§ What you will do
Please work out how many lines in the data below hold the word "https", and state only the number.

§ Records provided
PR #60, opened 2022-04-06
Correctly reset Sinon fake timers

cjbarth:
During some testing of the tests, it was found that some tests randomly failed. Diagnosis revealed it was because we were overwriting the `fakeClock` variable at times and therefore were not correctly `restore`ing the built-in timers, causing problems for following tests. This will fix that.

The pattern followed is to allow a `describe` blocks `beforeEach` and `afterEach` to set up and tear down fake timers if, and only if, each child `it` block needs the same fake timer. In every other case a `try...finally` block was used in the `it` block to build a local fake timer and tear it down, no matter what failures the test might experience.

### DIFF
--- a/package-lock.json
+++ b/package-lock.json
@@ -2244,9 +2244,9 @@
       }
     },
     "@sinonjs/fake-timers": {
-      "version": "9.1.1",
-      "resolved": "https://registry.npmjs.org/@sinonjs/fake-timers/-/fake-timers-9.1.1.tgz",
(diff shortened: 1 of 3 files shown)


cjbarth:
This problem will be easier to find once [this](https://github.com/sinonjs/fake-timers/pull/426) is released.

cjbarth:
The entire method of this PR was changed because there is now an update to the Sinon library that will catch if you're using the fake timers incorrectly. Thus, the changes were paired back to be only what was needed. The code is still a little complex, but that can be saved for a proper test refactor.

§ Expected answer
2